**ENTRIES PROVIDED**
-*-*-
PR #4880, opened 2026-04-21
Adding an explicit post error call to Wayland impl objects

mattkae:
## What's new?
- We may need to post an error on an object from another thread, so we handle that by exposing an explicit method (replacement for https://manpages.debian.org/unstable/libwayland-doc/wl_resource_post_error.3.en.html)

## Checklist

- [ ] Tests added and pass


src/server/frontend_wayland/wayland_rs/build_script/protocol_middleware_generation.rs
```diff
@@ -127,6 +127,18 @@ fn generate_extension_for_interface(interface: &WaylandInterface) -> Option<Toke
...
         impl #interface_name_ext {
+            pub fn post_error(&mut self, code: u32, message: &CxxString) {
+                use wayland_server::Resource;
+                if let Some(handle) = self.wrapped.handle().upgrade() {
+                    handle.post_error(
+                        self.wrapped.id(),
+                        code,
+                        std::ffi::CString::new(message.to_string())
+                            .expect("Error message contained null byte"),
+                    );
```
RAOF: Maybe I'm missing context, but why isn't this
```suggestion
                if self.wrapped.is_alive() {
                    self.wrapped.post_error(
                        code,
                        message.to_string()
                    );
```
It doesn't seem like we need to go through the resource -`handle()`> Weak -`upgrade()`> Handle dance?

mattkae: True!

src/server/frontend_wayland/wayland_rs/build_script/main.rs
```diff
@@ -925,6 +925,17 @@ fn wayland_interface_to_cpp_class(interface: &WaylandInterface) -> CppClass {
...
     class.add_method(get_box_method);
 
+    // Add a post_error method that posts a protocol error to the client for this resource.
+    // This follows the same pattern as event-sending methods, routing through the Rust
+    // middleware Ext type to call wayland-server's DisplayHandle::post_error().
+    let mut post_error_method = CppMethod::new("post_error", None, false, false, false, true);
+    post_error_method.add_arg(CppArg::new(CppType::CppU32, "code", false));
+    post_error_method.add_arg(CppArg::new(CppType::String, "message", false));
+    post_error_method.set_body(
+        "if (!instance_.has_value()) {\n    throw \"post_error() used before associate()\";\n}\ninstance_.value()->post_error(code, message);",
```
RAOF: Please do not throw a string :)
Since this is a very easily avoidable precondition error, we can just `assert()` it.
```suggestion
        "assert(instance_.has_value());\ninstance_.value()->post_error(code, message);",
```

RAOF (changes requested):
Other than throwing a `char const*`, this looks good to me.

RAOF (approved):
Actually, I'll mark it as approved, so you can land it immediately after fixing the `throw`.

src/server/frontend_wayland/wayland_rs/build_script/main.rs
mattkae: True! This will disappear soon anyway, as I have a ticket to remove this 2-step initialization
-*-*-
Copy out each line in the preceding records that contains "need".

- We may need to post an error on an object from another thread, so we handle that by exposing an explicit method (replacement for https://manpages.debian.org/unstable/libwayland-doc/wl_resource_post_error.3.en.html)
It doesn't seem like we need to go through the resource -`handle()`> Weak -`upgrade()`> Handle dance?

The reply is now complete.